Similarly, many sources claim that Charles Calvert the elder's brother was Raisley Calvert, a sculptor from Cumberland who was a benefactor of the poet William Wordsworth (and whose father was also a steward for the Duke of Norfolk, at Greystoke Castle), but this appears to be another family claim taken at face value—in reality, Charles the elder was born nearly two decades before his alleged "brother", their parents have different names on their birth certificates, and other than the Duke of Norfolk there is no documentary or geographical connection between the two men.[13] [14] [15]
Letherbrow is clear that the family did sincerely believe both their father's claims of noble descent and of having a brother who was "a bosom friend of Wordsworth"—however, they thought his name was "Randolph" rather than Raisley. Michael Pease Calvert's son, John Raphael Calvert, also reaffirmed the claim in a letter to the Manchester City News in 1914, asserting that "the particulars of the Baltimore estates" were lost when his grandfather died.[16] The exact nature of both claims may have been distorted over time as younger generations of the family retold them to later acquaintances and biographers like John Howard Nodal, whose Art in Lancashire and Cheshire: a List of Deceased Artists (1884) is a source relied upon for the younger Charles Calvert's entry in the 1895 edition of the Dictionary of National Biography.[17] [18] [19]
Many posthumous sources also mistakenly assume that the Lancashire-based animal painter Henry Calvert was one of Charles Calvert the elder's children—in reality, he was from an unrelated family in Nottinghamshire who coincidentally happened to work and exhibit in Manchester during the same period as Charles and Michael Pease Calvert.[20] [21]

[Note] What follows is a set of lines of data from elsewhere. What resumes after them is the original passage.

PR #4501, opened 2021-03-03
Add support for CIDR range upto /24

zamog:
This pull requests add support for CIDR range upto /24
[#2779 ](https://github.com/coredns/coredns/issues/2779)
None.
No.

### DIFF
--- a/plugin/kubernetes/setup.go
+++ b/plugin/kubernetes/setup.go
@@ -121,7 +121,17 @@ func ParseStanza(c *caddy.Controller) (*Kubernetes, error) {
 	zones := c.RemainingArgs()
 
 	if len(zones) != 0 {
-		k8s.Zones = zones
+		var classfulZones []string
+		for i := 0; i < len(zones); i++ {
+			tmp, err := plugin.ClassfulFromCIDR(zones[i])
+			if err == nil {
+				classfulZones = append(classfulZones, tmp...)
+
+			} else {
+				classfulZones = append(classfulZones, zones[i])
+			}
+		}
+		k8s.Zones = classfulZones
 		for i := 0; i < len(k8s.Zones); i++ {
 			k8s.Zones[i] = plugin.Host(k8s.Zones[i]).Normalize()
 		}
--- a/plugin/normalize.go
+++ b/plugin/normalize.go
@@ -166,24 +166,12 @@ func ClassfulFromCIDR(s string) ([]string, error) {
 	var cidrs []string
 	if err == nil {
 		ones, _ := n.Mask.Size()
-		if len(n.IP) == net.IPv6len {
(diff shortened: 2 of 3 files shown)


miekg:
fixing this would be swell. Why does this need big.Int? This is just some bit shifting?

zamog:
> fixing this would be swell. Why does this need big.Int? This is just some bit shifting?
For no good reason, updated to use bitwise - commit 25a3af8

miekg:
btw isn't there a neat go package that just does this?

zamog:
> btw isn't there a neat go package that just does this?

didn't find one that has exactly the needed functionality. there are some that implement full cidr calculator like:
https://github.com/apparentlymart/go-cidr - use big int
https://github.com/dspinhirne/netaddr-go - ipv4/ipv6 calculations
but i think it's an overkill to import them for this limited functionality

miekg:
fair enough, let me review

plugin/kubernetes/setup.go
```diff
@@ -121,7 +121,17 @@ func ParseStanza(c *caddy.Controller) (*Kubernetes, error) {
...
+		for i := 0; i < len(zones); i++ {
+			tmp, err := plugin.ClassfulFromCIDR(zones[i])
+			if err == nil {
+				classfulZones = append(classfulZones, tmp...)
+
+			} else {
+				classfulZones = append(classfulZones, zones[i])
+			}
+		}
+		k8s.Zones = classfulZones
```
miekg, line 134: if this requires plugin changes it's a no-go. If we can't do it on the server level than the whole 'reverse-gen' feature will be removed. As in: nice idea, didn't work too bad

plugin/normalize.go
```diff
@@ -141,3 +142,109 @@ func SplitHostPort(s string) (host, port string, ipnet *net.IPNet, err error) {
...
+			cidrs = append(cidrs, networks[i].String())
+		}
+	}
+	return cidrs, err
+}
+
+// NextSubnet returns the next available subnet of the desired mask size
+// starting for the maximum IP of the offset subnet
+// If the IP exceeds the maxium IP then the second return value is true
+func NextSubnet(network *net.IPNet, prefixLen int) (*net.IPNet, bool) {
```
miekg, line 186: looks copied from https://github.com/apparentlymart/go-cidr/blob/master/cidr/cidr.go#L188

zamog: Yes (added a note in the first commit #4501 11a688de5957b505c3b1d74eb09c8cd128ba4390) - seems like it drops after the change

plugin/kubernetes/setup.go
zamog: No problem to implement it on the server

miekg:
See #4538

Calvert's brother Charles Calvert was instrumental in the founding of the Royal Manchester Institution as one of the men, led by David Henry Parry, who gathered to form the Associated Artists of Manchester in 1823.[22] [23] Calvert was one of the artists whose work was included in the Institution's first exhibition in 1827, and he and his brother were part of a select group of artists working locally—alongside David Henry Parry, James Parry, John Ralston, Henry Liverseege, Arthur Perigal, and Thomas Henry Illidge—whose pieces were included in each of the Institution's annual exhibitions into the early 1830s.[24]
He was a close friend of the poet Charles Swain, and Swain's nephew Frederick Tavaré was Calvert's apprentice from 1826 to 1831.[25]
Calvert lived in Broughton for most of his adult life.[26] [27] He continued to exhibit at local museums regularly until the 1860s, although by the time of the 1861 census he had started listing his occupation as "retired landscape painter."[28] [29]
Calvert was Catholic; he was one of the leaders of a large meeting of Manchester and Salford Catholics held in February 1851 to rally political opposition to the Ecclesiastical Titles Act 1851.[30]
Calvert married Sarah Barker in 1835, and they had seven children before Sarah died in 1854; Calvert never remarried.[31] In 1869 their third daughter, Sarah Ann, married Charles Hammersley, nephew of James Astbury Hammersley, the founding president of the Manchester Academy of Fine Arts.[32]
Calvert died on 25 January 1875 at his home, 28 Camp Street in Lower Broughton, aged 76; he was buried at St. Chad's Church.[33]